This being a site dedicated to making fun of movies (“making fun,” not “ridiculing,” minor but important distinction) called “FilmDrunk,” Oscars night drinking games are kind of our “thing.” We’ve a storied tradition of creating Oscars drinking games around these parts. While I don’t expect you to care about the Oscars – what super old, super white dudes think about movies is of limited importance to anyone who can make their own decisions – but if you are going to watch, you might as well make some fun of it. And what better way to have fun than to get mega super butthoused? (If any recovering alcoholics are reading this, just pretend you didn’t read that – keep on keepin on, brah. Just convert all drinking instructions below to push-ups).

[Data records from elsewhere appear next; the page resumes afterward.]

PR #2002, opened 2026-07-29
feat(agent-platform-backend): proxy kagent session detail and tasks

marians:
### What does this PR do?

Adds the transport the upcoming Agent Platform **session detail page** needs. Two new proxy routes, both requiring `?installation=` and a forwarded user token, both passing kagent's JSON through verbatim like the existing ones:

| Route | Purpose |
| --- | --- |
| `GET /kagent/sessions/:id` | One session plus its stored events |
| `GET /kagent/sessions/:id/tasks` | The session's A2A tasks — conversation, state, token usage |

Nothing calls them yet; the frontend lands in follow-up PRs.

None yet — no UI consumes these routes in this PR.

Three decisions worth reviewing:

**1. The conversation comes from `…/tasks`, not from `…/sessions/:id`'s `events`.** This is what kagent's own UI renders from (`ui/src/components/chat/ChatInterface.tsx` → `extractMessagesFromTasks`), and the two payloads carry genuinely different things:

| | `events[]` | `Task[]` |
| --- | --- | --- |
| Message content | `data` is a JSON **string** holding an A2A message (doubly encoded) | `history` already structured |
| Session state | — | `status.state` |
| Token usage | — | per-message `{adk,kagent}_usage_metadata` |
| Per-item timestamp | `created_at` | only one per task |

So the frontend will fetch both: tasks for the timeline and state, events only to recover per-message timestamps — A2A messages carry none of their own. Hence two routes rather than one.

**2. No `A2A-Version` header is sent.** kagent's `NegotiateA2AWireVersion` treats a missing header as the legacy v0 wire on both v0.9.9 (our pin) and v0.10, which is the shape kagent's UI consumes and therefore the best-tested one. There's a test asserting the header stays absent so it isn't added casually; opting into the v1 wire should be a deliberate migration.

**3. Session ids stay opaque.** Real responses mix 64-character hex strings and UUIDs, so nothing validates a format — only that a path segment is present. Ids are `encodeURIComponent`-ed before interpolation, with a test that a `/` or `?` in an id can't retarget the request.

One consequence to be aware of: a session belonging to **another user** answers 404 exactly as a deleted one does, because kagent scopes the lookup by the token's user id. Both are expected outcomes for a stale deep link, so neither returns a 5xx — anything `>= 500` is logged at `error` by `MiddlewareFactory.error()` and forwarded to Sentry. Both cases are covered by tests asserting `< 500`.

Backend tests: 54 → 72.

Yes, done in this PR — the plugin README gains the two routes, the events-vs-tasks comparison, the wire-version rationale, and the id-opacity note.

### DIFF
--- a/.changeset/agent-platform-session-detail-proxy.md
+++ b/.changeset/agent-platform-session-detail-proxy.md
@@ -1,0 +1,36 @@
+---
+'@giantswarm/backstage-plugin-agent-platform-backend': minor
+---
+
+Proxy kagent's session detail and session tasks, the transport the upcoming
+Agent Platform session detail page needs.
+
+- `GET /kagent/sessions/:id` — one session plus its stored events.
+- `GET /kagent/sessions/:id/tasks` — the session's A2A tasks, which carry the
+  conversation (`history`), its state (`status.state`) and per-message token
+  usage.
+
+Both require `?installation=` and a forwarded user token, and both pass kagent's
+JSON through verbatim, as the existing routes do.
+
+Two details worth knowing:
+
+- **The conversation comes from `…/tasks`, not from `…/sessions/:id`'s `events`.**
+  That is what kagent's own UI renders from, and the two payloads carry different
+  things: an event's `data` is a JSON _string_ holding an A2A message (doubly
+  encoded) and carries no state or token usage, while task history is already
+  structured and carries both. Events are still useful for one thing — A2A
+  messages have no timestamp of their own, so per-message times come from the
+  events' `created_at`.
+- **No `A2A-Version` header is sent.** kagent's `NegotiateA2AWireVersion` treats a
+  missing header as the legacy v0 wire on both v0.9.9 and v0.10, which is the
+  shape kagent's UI consumes and therefore the best-tested one. Opting into the
+  v1 wire is a deliberate future migration.
+
+Session ids stay opaque — real responses mix 64-character hex strings and UUIDs,
+so nothing validates a format; ids are URL-encoded before being interpolated.
+
+A session belonging to another user answers **404**, exactly as a deleted one
+does, because kagent scopes the lookup by the token's user id. Both are expected
+outcomes for a stale deep link, so neither returns a 5xx — which
+`MiddlewareFactory.error()` would log at `error` and forward to Sentry.
--- a/.changeset/agent-platform-session-detail-proxy.md
+++ b/.changeset/agent-platform-session-detail-proxy.md
@@ -28,9 +28,29 @@ Two details worth knowing:
   v1 wire is a deliberate future migration.
 
 Session ids stay opaque — real responses mix 64-character hex strings and UUIDs,
-so nothing validates a format; ids are URL-encoded before being interpolated.
+so nothing validates or normalizes one. In particular they are not trimmed:
+Express hands over the decoded segment, so trimming would re-encode a _different_
+id and 404 in a way indistinguishable from a missing session.
 
 A session belonging to another user answers **404**, exactly as a deleted one
 does, because kagent scopes the lookup by the token's user id. Both are expected
 outcomes for a stale deep link, so neither returns a 5xx — which
 `MiddlewareFactory.error()` would log at `error` and forward to Sentry.
+
+404 messages are now per-endpoint, because three different things arrive as one:
+
+- Nothing listening at the host (`fetch` rejects) — "kagent is not available
+  here", the fleet-wide wording the frontend's silent classification relies on.
+- kagent answering "no such resource" (404 with a JSON body, since its error
+  middleware always answers JSON) — "that session does not exist". Previously
+  this read "The kagent API is not available for installation X", i.e. a
+  bookmarked link to a deleted session reported an outage on a healthy
+  installation.
+- The endpoint not existing (404 with a non-JSON body, because kagent registers
+  no custom `NotFoundHandler` and net/http answers `text/plain`) — "this kagent
+  predates that endpoint". Without this, an installation on an older kagent would
+  report "session not found" for every session forever, and with no version probe
+  there would be nothing else to go on.
+
+kagent's own 404 message is not forwarded: its middleware appends the underlying
+error, so a session 404 reads `Session not found: no rows in result set`.
--- a/.changeset/agent-platform-session-detail-proxy.md
+++ b/.changeset/agent-platform-session-detail-proxy.md
@@ -5,7 +5,7 @@
 Proxy kagent's session detail and session tasks, the transport the upcoming
 Agent Platform session detail page needs.
 
-- `GET /kagent/sessions/:id` — one session plus its stored events.
+- `GET /kagent/sessions/:id` — the session object.
 - `GET /kagent/sessions/:id/tasks` — the session's A2A tasks, which carry the
   conversation (`history`), its state (`status.state`) and per-message token
   usage.
@@ -13,16 +13,18 @@ Agent Platform session detail page needs.
 Both require `?installation=` and a forwarded user token, and both pass kagent's
 JSON through verbatim, as the existing routes do.
 
-Two details worth knowing:
+Three details worth knowing:
 
-`GET /kagent/sessions/:id` asks kagent for `limit=1`, because the caller wants the
-session object and nothing else. kagent bundles the session's stored events into
-that response and they dominate it — on a real 4-turn session, 591 KB of events
-against 261 bytes of session metadata. Nothing reads them (see below), so this
-trims the request by ~99%. Both v0.9.9 and v0.10 parse `limit` with the same
-handler code, and a version that ignored it would simply return everything, which
-is the previous behaviour.
-
+- **`GET /kagent/sessions/:id` asks kagent for `limit=1`.** The caller wants the
+  session object and nothing else, but kagent bundles the session's stored events
+  into that response and they dominate it — on a real 4-turn session, 591 KB of
+  events against 261 bytes of session metadata. Nothing reads them (see below), so
+  this trims the response by ~99%. It has to be `1`, not `0`: kagent's DB layer
+  gates the LIMIT clause on `opts.Limit > 0`, so `limit=0` means _unlimited_ and
+  would quietly restore the full payload. Both v0.9.9 and v0.10 honour the param —
+  v0.9.9 parses it inline in `HandleGetSession`, v0.10 in
+  `eventQueryOptionsFromRequest` — and a version that ignored it would simply
+  return everything, which is the previous behaviour.
 - **The conversation comes from `…/tasks`, not from `…/sessions/:id`'s `events`.**
   That is what kagent's own UI renders from, and only task history is structured
   as A2A messages carrying the session's state and token usage. The `events` array
--- a/.changeset/agent-platform-session-detail-proxy.md
+++ b/.changeset/agent-platform-session-detail-proxy.md
@@ -15,13 +15,22 @@ JSON through verbatim, as the existing routes do.
 
 Two details worth knowing:
 
+`GET /kagent/sessions/:id` asks kagent for `limit=1`, because the caller wants the
+session object and nothing else. kagent bundles the session's stored events into
+that response and they dominate it — on a real 4-turn session, 591 KB of events
+against 261 bytes of session metadata. Nothing reads them (see below), so this
+trims the request by ~99%. Both v0.9.9 and v0.10 parse `limit` with the same
+handler code, and a version that ignored it would simply return everything, which
+is the previous behaviour.
+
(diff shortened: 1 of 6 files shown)


plugins/agent-platform-backend/src/KagentClient.ts
```diff
@@ -184,6 +184,52 @@ export class KagentClient {
     return this.request(`${this.installation.apiBaseUrl}/sessions`, options);
   }
 
+  /**
+   * `GET <apiBaseUrl>/sessions/<id>` — one session plus its stored events.
+   *
+   * kagent scopes this by the forwarded token's user id, so a session belonging
+   * to somebody else is indistinguishable from one that does not exist: both
+   * answer 404. That is an expected outcome for a stale or shared deep link, and
+   * `request` already maps it to `NotFoundError` (404) rather than a 5xx.
```
marians, line 214: The status code is right, but the message the frontend receives is not. `request()` maps every 404 to a single fixed string:

```
Throws NotFoundError(`The kagent API is not available for installation '${name}'.`)
```

and `MiddlewareFactory.error()` serialises that message into the response body (verified: the body is `{error: {name, message, status}, ...}`). So the concrete scenario is: a user opens a bookmarked link to a session that was deleted, kagent answers 404, and the session detail page renders *"The kagent API is not available for installation 'gazelle'."* — i.e. it reports an outage for a perfectly healthy installation.

The same conflation bites a second way, which matters more for `listSessionTasks`: if an installation runs a kagent build without `/api/sessions/{id}/tasks`, the route-missing 404 is byte-for-byte indistinguishable from a session-missing 404. Since there is deliberately no version probe, "this kagent is too old" will surface to users as "session not found" on every session, on every page load.

Worth letting the caller supply the not-found message (or distinguishing on kagent's `{error, message}` envelope), so the session routes can say "session not found" while `/sessions` and `/me` keep the current wording.

plugins/agent-platform-backend/src/router.ts
```diff
@@ -154,6 +154,23 @@ export async function createRouter(
...
+   * Read the session id from the path.
+   *
+   * Session ids are **opaque**: real kagent responses mix 64-character hex
+   * strings and UUIDs, so nothing may validate a format. Express has already
+   * decoded the segment and cannot match across `/`, so "non-empty" is the only
+   * check left worth making.
+   */
+  const readSessionId = (req: express.Request): string => {
+    const raw = req.params.sessionId;
+    const sessionId = typeof raw === 'string' ? raw.trim() : '';
```
marians: Two small things here, both stemming from the doc comment's premise.

1. `.trim()` is a mutation of a value the surrounding docs declare **opaque** ("nothing may validate a format"). If kagent ever hands out an id with a leading or trailing space, the frontend percent-encodes it, Express decodes it back, this trims it away, and `encodeURIComponent` then sends a *different* id upstream — a silent 404 that looks like a missing session. Trimming is a format assumption, just a quiet one.

2. The `if (!sessionId)` guard is unreachable under Express 5 / path-to-regexp v8: `:sessionId` does not match an empty segment, so `GET /kagent/sessions/` falls through to the list route above (confirmed by running it — `listSessions` is called, `getSession` is not). The `InputError` can never be thrown, which also makes the "non-empty is the only check left worth making" comment misleading for the next reader.

Either drop the helper and read `req.params.sessionId` directly, or keep it as a typing shim without the trim:

```suggestion
    const sessionId = typeof raw === 'string' ? raw : '';
```

plugins/agent-platform-backend/src/KagentClient.ts
marians: Both halves are right, and the second one is the more serious of the two — fixed in ecb9c308.

Rather than only letting the caller supply a message, I could distinguish the two 404s, which addresses the "old kagent" case properly. kagent's error middleware always answers `Content-Type: application/json` (`go/core/internal/httpserver/middleware_error.go` — `w.Header().Set("Content-Type", "application/json")` before encoding `{error: ...}`), while an unrouted path falls through to net/http's `http.NotFound` and answers `text/plain`, because kagent registers no custom `NotFoundHandler` (grepped: no `NotFoundHandler` anywhere in `go/`). So there are three cases, not two:

| Actually happened | How we know | Message |
| --- | --- | --- |
| Nothing listening at the host | `fetch` rejected | kagent is not available here |
| kagent said "no such resource" | 404 + JSON body | that session does not exist |
| Endpoint doesn't exist | 404 + non-JSON body | this kagent predates that endpoint |

`/sessions` and `/me` keep the old wording, since a 404 there genuinely does mean "no kagent here" and the frontend's silent classification is built around it. There's a test pinning that too, so the fleet-wide path can't drift by accident.

One thing I did **not** do: forward kagent's own message. Its middleware appends the underlying error, so the session 404 actually reads `Session not found: no rows in result set` — I'd rather not put `pgx` internals in front of a user. Test asserts the message doesn't contain it.

Status stays 404 in all three cases; only the wording varies. Asserted separately so the Sentry guarantee doesn't get lost in the message work.

plugins/agent-platform-backend/src/router.ts
marians: Both correct — I verified each before changing anything, since they contradicted my own comment.

Ran a throwaway Express 5.2.1 app with the same two routes:

```
/kagent/sessions               200 -> list
/kagent/sessions/              200 -> list        <- your point 2
/kagent/sessions/abc           200 -> detail:"abc"
/kagent/sessions/%20abc%20     200 -> detail:" abc "   <- your point 1
```

So the guard was unreachable, and `.trim()` really would have re-encoded `%20abc%20` as `abc` and sent a different id upstream. Fixed in ecb9c308: trim dropped, guard dropped, helper reduced to the typing shim you suggested, and the doc comment now says *why* there's no normalization rather than implying validation happened.

Both behaviours are now pinned by tests — one asserting `/kagent/sessions/` reaches `listSessions` and not `getSession` (so the shim's premise can't silently stop holding), and one asserting a padded id arrives at the client as `' abc '` unchanged.

plugins/agent-platform-backend/src/KagentClient.ts
```diff
@@ -184,6 +205,71 @@ export class KagentClient {
...
+   *
+   * The conversation comes from {@link listSessionTasks}, not from this response's
+   * `events` array — which is ignored entirely, hence the `limit=1` below.
+   */
+  async getSession(
+    sessionId: string,
+    options: KagentRequestOptions,
+  ): Promise<unknown> {
+    return this.request(
+      // `limit=1` because the caller wants the session object and nothing else.
```
marians: **The comment explains everything except the one thing that would prevent a regression: `limit=0` means *unlimited*.**

kagent's DB layer gates the LIMIT'd query on `opts.Limit > 0` (`go/core/internal/database/client_postgres.go`, the `case opts.Limit > 0:` arms), and `eventQueryOptionsFromRequest` leaves `Limit` at its zero value when the param is absent. So `1` is the smallest value that actually limits anything, and "ask for zero events, we don't read them" — the obvious-looking simplification — silently restores the full 591 KB payload.

The URL assertion in `KagentClient.test.ts` does catch that edit, but the failure just says the URL differs; it doesn't say why the value matters. One clause here closes it for good:

```suggestion
      // `limit=1` — not `limit=0`, which kagent reads as *unlimited* (its DB layer
      // gates the LIMIT clause on `opts.Limit > 0`). The caller wants the session
      // object and nothing else.
```

plugins/agent-platform-backend/src/KagentClient.ts
```diff
@@ -184,6 +205,71 @@ export class KagentClient {
...
+      // kagent bundles the session's stored events into this response and they
+      // dominate it — on a real 4-turn session, 591 KB of events against 261
+      // bytes of session metadata. They are not the conversation (that comes from
+      // `/tasks`) and, despite kagent's Go doc comment, not A2A messages either,
+      // so there is nothing in them we can use.
+      //
+      // Both v0.9.9 and v0.10 parse `limit` with the same handler code. A version
+      // that ignored it would simply return everything, which is exactly today's
+      // behaviour — so this can only help.
```
marians: **"the same handler code" is the one part of this that isn't literally true.**

The semantics are identical — I checked both — but the code isn't shared: v0.9.9 parses `limit` inline inside `HandleGetSession`, while v0.10 (and main) parse it in the extracted `eventQueryOptionsFromRequest` helper. v0.9.9 also answers `400` on an unparseable `limit` from inside the handler rather than from the helper's error return.

That difference changes nothing for us, which is exactly why the sentence should not claim more than it needs to — the point being made is "both honour the param", and that stands on its own:

```suggestion
      // Both v0.9.9 and v0.10 honour `limit` on this endpoint — v0.9.9 parses it
      // inline in `HandleGetSession`, v0.10 in `eventQueryOptionsFromRequest`. A
      // version that ignored it would simply return everything, which is exactly
      // today's behaviour — so this can only help.
```

The changeset repeats the same phrase (`Both v0.9.9 and v0.10 parse \`limit\` with the same handler code`) and is worth the same edit.

.changeset/agent-platform-session-detail-proxy.md
```diff
@@ -0,0 +1,65 @@
...
+
+Two details worth knowing:
+
+`GET /kagent/sessions/:id` asks kagent for `limit=1`, because the caller wants the
+session object and nothing else. kagent bundles the session's stored events into
+that response and they dominate it — on a real 4-turn session, 591 KB of events
+against 261 bytes of session metadata. Nothing reads them (see below), so this
+trims the request by ~99%. Both v0.9.9 and v0.10 parse `limit` with the same
+handler code, and a version that ignored it would simply return everything, which
+is the previous behaviour.
```
marians: **"Two details worth knowing:" is now followed by three, and the new one isn't in the list.**

The `limit=1` paragraph sits between the lead-in and the bullets, so it reads as neither an introduction to them nor a member of them — and the count is off by one. This ships verbatim as the package's changelog entry, so it's worth the 30 seconds.

Folding it in as the first bullet fixes both at once:

```suggestion
Three details worth knowing:

- **`GET /kagent/sessions/:id` asks kagent for `limit=1`.** The caller wants the
  session object and nothing else, but kagent bundles the session's stored events
  into that response and they dominate it — on a real 4-turn session, 591 KB of
  events against 261 bytes of session metadata. Nothing reads them (see below), so
  this trims the response by ~99%. Both v0.9.9 and v0.10 honour `limit` on this
  endpoint, and a version that ignored it would simply return everything, which is
  the previous behaviour.
```

(Unrelated to the ordering, but in the same block: it trims the *response*, not the request — the request is a URL either way.)

plugins/agent-platform-backend/src/KagentClient.ts
marians: This is the best kind of comment — the code was right and the reasoning behind it wasn't written down. Verified and fixed in 647a1f58:

```
go/core/internal/database/client_postgres.go:243:  case opts.OrderAsc && opts.Limit > 0:
go/core/internal/database/client_postgres.go:251:  case opts.Limit > 0:
```

So `limit=0` falls through to the unlimited arm, and the tempting simplification would have quietly undone the whole change. Took your suggested wording at the call site, added the same warning to the README, and — to your point that the assertion catches the edit but not the reason — put it in the test too:

```
// If this assertion fails because someone changed the value: `limit=0` does
// NOT mean "no events". kagent gates its LIMIT clause on `opts.Limit > 0`, so
// zero reads as *unlimited* and restores the full payload. `1` is the
// smallest value that limits anything.
```

plugins/agent-platform-backend/src/KagentClient.ts
marians: You're right and I should have checked before writing it — I'd read v0.9.9's inline parsing earlier in this work (`limit := r.URL.Query().Get("limit")` straight inside `HandleGetSession`) and still wrote "the same handler code". Confirmed v0.10 has the extracted helper:

```
go/core/internal/httpserver/handlers/sessions.go:263:func eventQueryOptionsFromRequest(r *http.Request) (database.QueryOptions, error) {
```

Took your wording verbatim in 647a1f58, and applied the same edit to the changeset, which repeated the phrase. The claim only ever needed to be "both honour the param", so it now says only that.

.changeset/agent-platform-session-detail-proxy.md
marians: Both right — fixed in 647a1f58. Folded the paragraph in as the first bullet with your wording, so the count matches and it stops sitting in no-man's-land between the lead-in and the list. Also fixed request → response; it's the payload coming back that shrinks.

I added one clause to your suggested text, since the other thread on this file established it: the limit has to be `1` rather than `0`, because kagent reads zero as unlimited. Worth having in the changelog entry too, not just the source comment.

So here it is, our official drinking game.
DRINK FOR BRITISH ROYALTY
- Take TWO drinks any time you see a shot of actual Knights Dame Judi Dench, Michael Caine, Anthony Hopkins, Ben ‘Special K’ Kingsley, Christopher Lee, Ian McKellen, Patrick Stewart, Helen Mirren
- Take ONE drink for fictional royals Colin Firth, Meryl Streep, Helena Bonham Carter, Cate Blanchett
DRINK FOR AMERICAN ROYALTY
- ONE drink for shots of Brad Pitt, George Clooney, Angelina Jolie
Le DRINK FOR THE FRENCH (sorry)
- ONE drink for Michel Hazanavicius, Jean Dujardin, Berenice Bejo – basically anyone involved with The Artist.
ONE DRINK FOR PRONUNCIATION TROUBLE (see: Wahlberg, Mark)
- See above.
ONE DRINK FOR SUBTLY PRETENTIOUS TURNS OF PHRASE
- Any time someone says “cinema” instead of “film”
- Any time someone refers to a famous person by first name only – i.e., referring to Martin Scorsese as “Martin,” “Marty,” etc.
- CHUG YOUR DRINK any time you hear the anglicized mispronunciation “an historical.”
IN MEMORIAM MONTAGE WATERFALL
- Every person in the room begins drinking when the montage begins. Moving counter-clockwise from the TV, don’t stop drinking until the person before you does.
ONE DRINK FOR CHARITABLE ENDEAVORS
- Any time someone reminds you of the real victims, dedicates this award to the people in ___, suggests a website to learn more about a scandal, massacre, struggle, etc.
DRINK THEM OFF, KEYBOARD CAT!
- One drink every time a winner gets interrupted by wrap-it-up music. IF they keep talking, keep drinking until they finish.
ONE DRINK FOR WHITE PEOPLE OVERCOMPENSATING
- Any time a minority actor or actress is referred to as “so brave.”
- “Jazz Man” – one drink.
- Any reference more than 10 years old – drink.
- Referencing Rob Reiner, Meg Ryan, or any bit that parodies When Harry Met Sally – Finish your drink.
- Christopher Plummer in the crowd – Social. Cheers, then drink.
- Jack Nicholson in the crowd? Lighting round. Everything counts double until the next commercial break. One drink turns into two, and so forth.
And a reminder – we’ll be doing an Oscars live thread where we can all talk about how drunk we are. Check back Sunday for that.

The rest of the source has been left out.